*** Block opens ***

Issue #656, opened 2026-07-16
Bump consolePlugin latestSupportedOpenshiftVersion to 4.22


jasonmadigan:
## What

Plugin metadata still declares `consolePlugin.latestSupportedOpenshiftVersion: "4.19"` in `package.json`. The plugin is tested on OCP 4.22 and expected to be 4.23/5.0-compatible via the console's `react-router-dom-v5-compat` alias (verification tracked in #653), so the declared ceiling is stale. This metadata ships in the RHCL 1.5 build unless bumped. Relates to #650 and #653.

## Acceptance criteria

- [ ] `latestSupportedOpenshiftVersion` bumped to `"4.22"` in the `package.json` `consolePlugin` stanza
- [ ] Built plugin manifest carries the new value

jasonmadigan:
Draft PR #733 created: https://github.com/Kuadrant/kuadrant-console-plugin/pull/733

jasonmadigan:
Completed by merged PR #721: `consolePlugin.latestSupportedOpenshiftVersion` is 4.22, the manifest requires `@console/pluginAPI >=4.22.0-0`, and manual and E2E verification passed on OCP 4.22.

Issue #653, opened 2026-07-14
Test plugin against OCP 4.23/5.0 PatternFly 6.6 themes


jasonmadigan:
## What

OCP 4.23/5.0 consoles upgrade PatternFly CSS from 6.4.x to 6.6.x, introducing two new themes: glass and high-contrast (per the SDK 4.23 release notes). The console team's plugin test window (#tmp-ocp-pf6-upgrade clusters) ran to 21 May 2026 and we did not participate.

Verify every view in glass and high-contrast alongside light and dark, and fix regressions. Theme-specific CSS selectors in the codebase (topology dark-theme rules in `src/components/kuadrant.css` lines 18-66, `RejectionModal.css`, `ApprovalModal.css`) are the likely problem areas.

## Acceptance criteria

- [ ] All pages checked in glass, high-contrast, light and dark modes on an OCP 4.23/5.0 console build
- [ ] Regressions fixed with kuadrant-scoped CSS only

## Update (2026-07-16)

Dependency on #651 dropped: the build shipping to 4.23/5.0 consoles in RHCL 1.5 is the current v5-compat build, so theme testing targets it directly and should run before the October cut. Testable now: `start-console.sh` defaults to `quay.io/openshift/origin-console:latest`, which tracks console master (4.23/5.0 dev); check the theme work has merged into that image first. Align terminology with CONNLINK-1206 ([RHCL] PatternFly 6 and Compass readiness); Compass is a separate PatternFly effort, distinct from these two themes.

jasonmadigan:
Draft PR #735: https://github.com/Kuadrant/kuadrant-console-plugin/pull/735

Issue #651, opened 2026-07-14
Migrate to @openshift-console/dynamic-plugin-sdk 4.22.0


jasonmadigan:
## What

Bump `dynamic-plugin-sdk` `^1.6.0` and `dynamic-plugin-sdk-webpack` `1.2.0` to matched 4.22.0 releases. The two must move together: a version mismatch fails at runtime with `__load_plugin_entry__ is not defined` (`loadPluginEntry` was removed).

This is atomic with React 18 (#637) and react-router 7 (#333): the console's shared modules move together in 4.22, so these cannot land separately on main. Router usage across the 29 files importing `react-router-dom-v5-compat` is only `useNavigate`/`useLocation`/`useParams`/`Link`/`NavigateFunction`, all identical in react-router 7, so the migration is an import-path swap plus removing `react-router`, `react-router-dom` and `react-router-dom-v5-compat` from `package.json`. React 18 scope and codebase scan are in #637.

Type fallout to expect: `K8sResourceCommon`/`ObjectMetadata`/`OwnerReference` change from type aliases to interfaces; `useDeleteModal` `redirectTo` takes the react-router `To` type. All console extensions we use survive 4.22 and `ConsoleRemotePlugin()` takes no options, so no `transformImports`/`moduleFilter` change needed.

SDK 4.22.0 peers react-router `~7.13.1`, which carries published CVEs (CVE-2026-42211 RCE, CVE-2026-53663 CSRF, CVE-2026-42342 and CVE-2026-34077 DoS, CVE-2026-40181 open redirect, all fixed in 7.15.1). The fix (openshift/console#16726, bumping to `~7.18.1`) merged 2026-07-16; no published npm SDK carries it yet (latest `4.23.0-prerelease.4` still peers `~7.13.1`). Tracked in #654, not a blocker here.

Risks: `react-helmet` (`^6.1.0`, devDependencies, console shared module) and `swagger-ui-react` (`5.10.5`, regular dependency) on React 18.

Blocked by #647, #648, #649, #650. Covers #637 and #333.

Reference migrations: kubevirt-ui/kubevirt-plugin#3825, openshift/networking-console-plugin#371, openshift/nmstate-console-plugin#188.

The `/console:upgrade-console-sdk` Claude Code skill can assist with the SDK bump and associated type fixes.

## Checked, not applicable

[...]

Issue #650, opened 2026-07-14
Cut release-0.x branch for OCP <=4.21 support


jasonmadigan:
## What

A plugin built on SDK 4.22 (React 18, react-router 7 shared modules) will not run on older consoles. `react` and `react-router` are federation singletons with `allowFallback: false`, so a plugin compiled against React 18/router 7 gets the v17/v5 singletons on <=4.21 consoles and breaks at runtime.

Before the SDK bump merges, cut `release-0.x` from the last pre-bump commit. Main serves OCP 4.22+; `release-0.x` takes backports. This adapts the per-OCP-version branching model used by `kubevirt-plugin` and `networking-console-plugin` (they branch `release-4.y`; ours is `release-0.x` because we version independently of OCP). The branch caps `consolePlugin.latestSupportedOpenshiftVersion` at `4.21` (currently `4.19` with `pluginAPI: "*"` on main). Helm chart and CI publish distinct image tags per stream.

## Acceptance criteria

- [ ] `release-0.x` cut before the SDK 4.22 bump merges
- [ ] Branch declares `latestSupportedOpenshiftVersion: "4.21"`
- [ ] CI/image builds publish distinct tags per stream
- [ ] Backport policy noted in docs

## Update (2026-07-16)

The RHCL 1.5 OCP floor is unpublished: supported-configs article 7092611 (updated 2026-06-25) lists RHCL 1.4 = OCP 4.19-4.22 and has no 1.5 row. Cut timing is gated on that floor; confirm with product management. Two viable strategies: cut `release-0.x` when #651 lands, or hold #651 off main until the RHCL 1.5 downstream branch is cut. They only diverge if the floor stays at 4.20/4.21. The branch also serves community users on <=4.21, independent of RHCL. Which branch RHCL builds consume is owned midstream (this repo carries no downstream build config, only the `downstream.js` rebrand script); confirm with the midstream owner.

PR #736, opened 2026-08-11
docs: versioning and OpenShift compatibility

jasonmadigan:
## Summary

- Replace the stale README matrix with the images to use before and after OCP 4.22.
- Document why the 4.22 build needs a separate stream, and keep the branch and operator maintenance notes in `RELEASE.md`.

## Test evidence

`git diff --check` passes. Documentation only.

Relates to #650, #651, #653, #654, #656 and #737.

### DIFF
--- a/README.md
+++ b/README.md
@@ -7,6 +7,7 @@ Based on https://github.com/openshift/console-plugin-template
 ## Screenshots
 
 ![Overview](docs/images/overview.gif)
+
 ## Running
 
 - Target a running OCP with `oc login`
@@ -101,6 +102,9 @@ Two easy ways to deploy.
 
 ### Via `kubectl` or `oc`
 
+`install.yaml` uses the 4.22+ `latest` image. For OCP 4.21 and earlier, replace
+it with `quay.io/kuadrant/console-plugin:v0.6.0` before applying the manifest.
+
 `oc apply -f install.yaml`
 
 or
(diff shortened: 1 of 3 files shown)


R-Lawton:
this is a lot of info and repeats itself a lot. a lot of this isn't something users of the doc would necessarily need to know — i'd remove these sections to make it more readable wdyt?:

- "Where v0.6.0 sits"
- the paragraph about why Kuadrant/kuadrant-operator#637, Kuadrant/kuadrant-operator#651 and Kuadrant/kuadrant-operator#333 had to merge as one change
- "the 4.22 stack on main has no release tag yet" paragraph
- "Adopting a new console generation"
- "Choosing an SDK version"
- "Known gaps"

i think some of this is useful but belongs in a different doc — backports, security bumps, and choosing an SDK version might fit better in the release doc?

jasonmadigan:
agreed, this is pretty wordy. I'll trim and rehome most of this in RELEASE.md - I'll try to keep some of the mechanical stuff that might help guide an agent with upgrades in future

the real meat here is probably:

>= 4.22 folks: use img-x
<= 4.21 folks: use img-y

R-Lawton:
noticed a few more things:

- `.yarn/patches` directory doesn't exist in the repo — the text references it but it should note it needs to be created, or describe the `yarn patch` workflow
- the quay cleanup script (`scripts/delete-quay-tags.sh`) would delete `release-0.x-latest` tags since they don't match the keep pattern — worth calling out rather than just saying "check that quay cleanup covers both branches"
- there's no guidance on cutting a release from `release-0.x` (e.g. `v0.6.1`) and `unit-tests.yaml` on `main` only triggers for PRs targeting `main`, so PRs targeting `release-0.x` don't run unit tests — mind creating an issue to track these?

R-Lawton (approved):
approve follow ups can be done later

PR #755, opened 2026-08-18
fix(overview): show successful requests and error rate when no errors exist

### LINKED ISSUE #724: Traffic Analysis: Successful Requests and Error Rate show blank when no errors exist
## Summary

The Traffic Analysis view shows `-` for **Successful Requests** and **Error Rate** when all requests are successful (i.e., the error query returns an empty vector from Prometheus). The values should display the actual request count and `0%` respectively.

## Steps to reproduce

1. Deploy RHCL with a working gateway, AuthPolicy, and RateLimitPolicy (all Accepted/Enforced)
2. Configure observability with User Workload Monitoring and a ServiceMonitor for the gateway
3. Generate traffic — all requests return 2xx responses (no errors)
4. Open the RHCL console plugin → Traffic Analysis

**Expected:** Successful Requests = total request count, Error Rate = 0%
**Actual:** Successful Requests = `-`, Error Rate = `-`

## Root cause

In `KuadrantOverviewPage.tsx`, the error request query returns an empty vector when there are no errors. The plugin never populates `totalRequestsByGateway[key].errors`, so it is `undefined`.

```ts
// Line 495
const success = totalRequestsByGateway[key]?.total - totalRequestsByGateway[key]?.errors;
// total - undefined = NaN
return Number.isFinite(success) ? Math.round(success) : 0;
// → returns 0
```

The JSX then renders:
```tsx
{getSuccessfulRequests(obj) || '-'}
// 0 || '-' = '-'  ← 0 is falsy in JS
```

The same issue affects Error Rate (`NaN / total = NaN → '-'`).

## Fix

Treat `undefined` errors as `0`:

```ts
const errors = totalRequestsByGateway[key]?.errors ?? 0;
const success = totalRequestsByGateway[key]?.total - errors;
```

Or adjust the render to use `!== undefined` rather than a falsy check for the success count.

R-Lawton:
## What

Fixes #724. On the Kuadrant Overview -> Traffic Analysis table, **Successful Requests** and **Error Rate** showed `-` when a gateway had traffic but no errors. They now show the real count and `0.0%`.

## Root cause

When all requests succeed, Prometheus returns an empty error vector, leaving `errors` undefined. `total - undefined` -> `NaN`, and the render used a falsy check (`0 || '-'`), so a valid `0` rendered as `-`.

## Fix

- Treat a missing/empty error vector as `0` errors.
- Use an explicit `!== null` check when rendering (0 is a valid value).
- Extract the derivation logic into a pure `src/utils/gatewayTraffic.ts` util + unit tests for the empty-error-vector case.

## Testing

- `gatewayTraffic.test.ts`: 14 tests (incl. #724 regressions) pass
- Existing `KuadrantOverviewPage.test.tsx`: 2 pass
- `tsc --noEmit` + `eslint`: clean
- Verified live in the console (before -> after, same input):

| | Total | Successful | Error Rate |
|---|---|---|---|
| Before | 1000 | `-` | `-%` |
| After | 1000 | 1000 | 0.0% |

verify-724-after

## Summary by CodeRabbit

* **Bug Fixes**
  * Improved gateway traffic metrics for total requests, successful requests and error rates.
  * Correctly distinguish missing metrics from genuine zero values.
  * Display error rates with percentage symbols and consistent rounding.
  * Treat absent error data as zero, including successful-request calculations.

### DIFF
--- a/src/components/KuadrantOverviewPage.tsx
+++ b/src/components/KuadrantOverviewPage.tsx
@@ -69,6 +69,13 @@ import {
 import { fetchConfig, KuadrantConfig } from '../utils/configLoader';
 import { GatewayResource } from './gateway/types';
 import { getStatusSortRank } from '../utils/statusLabel';
+import {
+  GatewayTrafficMetrics,
+  getTotalRequests as getTotalRequestsFor,
+  getSuccessfulRequests as getSuccessfulRequestsFor,
+  getErrorRateValue as getErrorRateValueFor,
+  formatErrorRate as formatErrorRateFor,
+} from '../utils/gatewayTraffic';
 
 export type MenuToggleElement = HTMLDivElement | HTMLButtonElement;
 
@@ -94,13 +101,7 @@ export const resources: Resource[] = [
 ];
 
 interface TotalRequestsByGatewayResource {
-  [gatewayName: string]: {
-    total?: number;
-    errors?: number;
-    codes?: {
-      [responseCode: string]: number;
-    };
-  };
+  [gatewayName: string]: GatewayTrafficMetrics;
 }
 
 type ComputedSortValue = number | string | null | undefined;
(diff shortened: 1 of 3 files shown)


emmaaroche:
👀

src/components/KuadrantOverviewPage.tsx
```diff
@@ -595,8 +584,13 @@ const KuadrantOverviewPage: React.FC = () => {
   };
   const gatewayTrafficRenders = {
     totalRequests: (_column, obj) => getTotalRequests(obj) || '-',
```
emmaaroche: Same bug as the `successfulRequests` fix: `getTotalRequests(obj) || '-'` shows `-` for a genuinely-zero total, not just missing data. Maybe make `getTotalRequests` return `null` when there's no metrics entry, and check `!== null` here too, like the other two renderers.

R-Lawton: good catch

emmaaroche (approved):
LGTM!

*** Block closes ***

TASK PROMPT:
There is a run of lines above from the one with "the real meat" to the one with "directory doesn't exist"; print exactly that run, both ends included, and nothing else.

YOUR RESPONSE:
the real meat here is probably:

>= 4.22 folks: use img-x
<= 4.21 folks: use img-y

R-Lawton:
noticed a few more things:

- `.yarn/patches` directory doesn't exist in the repo — the text references it but it should note it needs to be created, or describe the `yarn patch` workflow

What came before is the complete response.